In fact, coming out as it did in that pivotal year between the early sixties New Frontier/Mad Men/Kennedy era and the late sixties of Woodstock and Manson, Seconds could just as easily be read as “a critique of the then-nascent youth counterculture.”
It wouldn’t be the only Hollywood production with a science fiction atmosphere to critique the youth culture around that time. Recall the 1967 first season Star Trek episode “This Side of Paradise,” in which a drug-fueled pastoral life is specifically rejected by Capt Kirk, who risks losing his entire crew to a blissed-out existence on an alien planet. Contrast that with the — infinitely worse — 1969 episode from the original Star Trek’s last season titled “The Way to Eden,” in which ship’s hyper-logical science officer identifies with, and assists a group of idyllic space hippies on a quest for a mythical pastoral world named..well, you know. (Which they eventually find, only to discover after it’s too late, that all of the fruit is deadly because it’s contaminated with — ham-handed metaphor alert! — acid. Say, that drill bit to the head is looking better all the time…)
OK, back to the movie.
Having failed in his “second” life, and having been caught by the Company after meeting with his former wife, Rock Hudson’s character tells the Company’s management that he’d like to start over again…again. At first, they seem willing to go along with this. As Mark Tapson writes in his recent review of Seconds at Acculturated, also spurred by the release of the Criterion Blu-Ray:
Hudson is optimistic that this time he’ll get life right. This time he won’t simply exist — he’ll live a fully authentic life. But when his name is finally called in the waiting room, he learns to his horror that he has run out of second chances.
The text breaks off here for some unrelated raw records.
PR #28, opened 2016-02-25
Fix typo in environment variable

bradjones1:
Simple fix, but if you read things a little too literally like I did... you can get tripped up. :-)


JrCs:
Thanks !

PR #30, opened 2016-03-06
fix "Invalid character in DNS name"

Panthro:
the quotes are raising a "Invalid character in DNS name";

it took me some time to realise, so I hope noe more people will lose the same time.

### DIFF
--- a/README.md
+++ b/README.md
@@ -101,8 +101,8 @@ For example
 
 ```bash
 $ docker run -d \
-    -e VIRTUAL_HOST="foo.bar.com,bar.com" \
-    -e LETSENCRYPT_HOST="foo.bar.com,bar.com" \
+    -e VIRTUAL_HOST=foo.bar.com,bar.com \
+    -e LETSENCRYPT_HOST=foo.bar.com,bar.com \
     -e LETSENCRYPT_EMAIL="foo@bar.com" ...
 ```
 ##### Automatic certificate renewal


JrCs:
Can you explain how to reproduce the problem ?
I have try the example in the readme and i don't see an "Invalid character in DNS name".

Panthro:
I ported the sample to a docker-compose file with the
```
ENVIRONMENT
 - VIRTUAL_HOST="foo.bar.com,bar.com" 
 - LETSENCRYPT_HOST="foo.bar.com,bar.com" 
```

And the error occurs, using docker run it won't happen because of the bash interpreter, but on a docker-compose it will.

I know it was entirely my fault, but as domains are now allowed to contain ` ` or any special chars I created the pull request so others won't have the same problem.

JrCs:
Thanks for the explaination.
But for the docker run command on a terminal it's better to have the strings quoted.

Panthro:
Well, I don't think anyone will use a domain with an invalid char, and the good thing is that bash will complain and warn the user (docker run will fail, easier to detect);

but up to you :ok_hand:

Panthro:
btw, sorry for the lack of explanation on the original PR description, It feld obvious to me, but clearly wasn't, my bad.

JrCs:
Close by 63b8458

Panthro:
even better! :+1: 
thanks

PR #61, opened 2016-05-23
enable public access to validation endpoints

benjamin-smith:
Enable public access to validation endpoints despite existing IP whitelisting or basic auth settings. For existing basic auth and IP whitelist setups, the `auth_basic off;` is not sufficient to allow Lets Encrypt to be able to access the container via HTTP.


JrCs:
@benjamin-smith thank for the PR.

Issue #63, opened 2016-05-26
How does well-known challenge work with default nginx.tmpl?


funkypenguin:
So I'm trying to migrate from https://github.com/dmp1ce/nginx-proxy-letsencrypt. I've built separate docker-gen and nginx containers. All works well, except the LE client can't validate my hostnames by serving the challenge-response from /usr/share/nginx/html

In the nginx template used in nginx-proxy-letsencrypt (https://github.com/dmp1ce/nginx-proxy-letsencrypt/blob/master/nginx.tmpl), I found the following:

	location /.well-known/ {
		root /usr/share/nginx/html;
		try_files $uri @proxy_pass;
	}

But there's no equivalent config in https://github.com/jwilder/nginx-proxy/blob/master/nginx.tmpl, as highlighted in your instructions.

As a result (I think), incoming challenges are served with a default http->https redirect to the proxied container, and the validation fails.

Is this expected, or have I missed a step somewhere? :)

Thanks!
D

funkypenguin:
Think I figured it out, submitted pull request:
https://github.com/JrCs/docker-letsencrypt-nginx-proxy-companion/pull/64

D

falcon15500:
This doesn't need to be (and shouldn't be) in the nginx.tmpl as we want it to stay stock.  The companion container provides this functionality via the vhosts.d/default entry. 

M.

JrCs:
Closed. See #64

funkypenguin:
Ah, thanks for the explanation. I'd managed (during the process of fiddling about) to start my 3 containers out-of-order, which meant that the nginx volume mounts didn't work, thus my problem.

PR #64, opened 2016-05-28
corrected instructions for nginx.tmpl, included local copy

funkypenguin:
nginx.tmpl requires additional config (from the docker-gen original) to support LetsEncrypt challenge-response. This request amends README.md to change instructions slightly, and includes amended nginx.tmpl as required.


JrCs:
Like @falcon15500 on #63 we must not change the nginx.tmpl file.
The challenge files are managed with vhosts.d/default: [nginx_location.conf](https://github.com/JrCs/docker-letsencrypt-nginx-proxy-companion/blob/master/app/nginx_location.conf)

PR #81, opened 2016-07-14
Removed "-only-exposed" so that "3-container setups" will work properly

joaocc:
With the "-only-exposed" option, when nginx-gen is a separate container, it no longer appears in the container list.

You half-expect Rod Serling to step into camera to add a darkly poetic moral to the tale, something about being careful what we wish for, or making the most of the one life we’re given.
It’s only when Wilson thinks he’s being wheeled in for another go at identity-altering plastic surgery, that he realizes that the Company has something far more sinister in mind: Terminating their failed project.
The new Criterion Blu-Ray edition of Seconds contains as clean a print of the black and white movie as possible; though someone new to the Blu-Ray format might be put off by the grain in some of master cinematographer James Wong Howe’s darker images. But this is how Seconds looked to moviegoers in 1966. The disc’s bonus features include new interviews with Salome Jens and Frankenheimer’s widow on the making of Seconds, an audio commentary originally recorded for the mid-‘90s laser disc by Frankenheimer himself, and a recent video interview with Alec Baldwin(!) who starred in Frankenheimer’s last production, the 2002 made for HBO movie Path to War, in which the future gay-bashing credit card pitchman turned MSNBC anchor played Robert McNamara, Lyndon Johnson’s technocratic secretary of defense. Apparently, even at the end of his career, Frankenheimer was still making science fiction.
To say the least, Seconds is not for all tastes, but for those with a taste for the offbeat, who are looking for films that benefit from repeat viewings who’d like to see the sort of film that dumbed-down, superhero-obsessed Hollywood would never make today, the new Criterion Blu-Ray is highly recommended.
Just don’t watch it too late at night.